Assigned task:
Those lines of the records that contain "reading" are to be located and copied.

------------------------

PR #4736, opened 2020-09-04
[Samples] Update FlightDetails sample to have more logical reading order

paulcam206:
## Related Issue
Fixes VSO 24096000

## Description
Update the FlightDetails sample to use a `RichTextBlock` in a single set of `ColumnSet`s so that screenreaders can give a more reasonable reading experience. Prior to this, rather than reading down a column, Narrator would read left to right and top to bottom (i.e. it would read SFO's time then JFK's time, then SFO's date, then JFK's date etc.)

## How Verified
* local build and narrator

###### Microsoft Reviewers: [Open in CodeFlow](http://wpcp.azurewebsites.net/CodeFlowProtocolProxy2.php?pullrequest=https://github.com/microsoft/AdaptiveCards/pull/4736)

### DIFF
--- a/samples/v1.2/Scenarios/FlightDetails.json
+++ b/samples/v1.2/Scenarios/FlightDetails.json
@@ -27,7 +27,7 @@
 							"items": [
 								{
 									"type": "TextBlock",
-									"size": "ExtraLarge",
+									"size": "extraLarge",
 									"weight": "lighter",
 									"color": "accent",
 									"text": "Flight to JFK",
@@ -74,7 +74,7 @@
 											"items": [
 												{
 													"type": "TextBlock",
-													"size": "ExtraLarge",
+													"size": "extraLarge",
 													"weight": "lighter",
 													"text": "SFO"
 												}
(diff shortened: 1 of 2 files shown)


samples/v1.2/Scenarios/FlightDetails.json
```diff
@@ -171,47 +157,32 @@
 											"type": "Column",
 											"items": [
 												{
-													"type": "TextBlock",
-													"horizontalAlignment": "Right",
-													"text": "Sat, Mar 4, 2017",
-													"isSubtle": true,
-													"wrap": true
+													"type": "RichTextBlock",
```
RebeccaAnne, line 160: >RichTextBlock [](start = 22, length = 13)

Do we have (or plan to have) a customer facing document on how to make sure your cards are accessible? This seems like something we should capture in a tips and tricks kind of way to encourage others to avoid this pitfall.

RebeccaAnne (approved):
:shipit:

samples/v1.2/Scenarios/FlightDetails.json
paulcam206: filed #4746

------------------------

Response to the exercise:
[Samples] Update FlightDetails sample to have more logical reading order
Update the FlightDetails sample to use a `RichTextBlock` in a single set of `ColumnSet`s so that screenreaders can give a more reasonable reading experience. Prior to this, rather than reading down a column, Narrator would read left to right and top to bottom (i.e. it would read SFO's time then JFK's time, then SFO's date, then JFK's date etc.)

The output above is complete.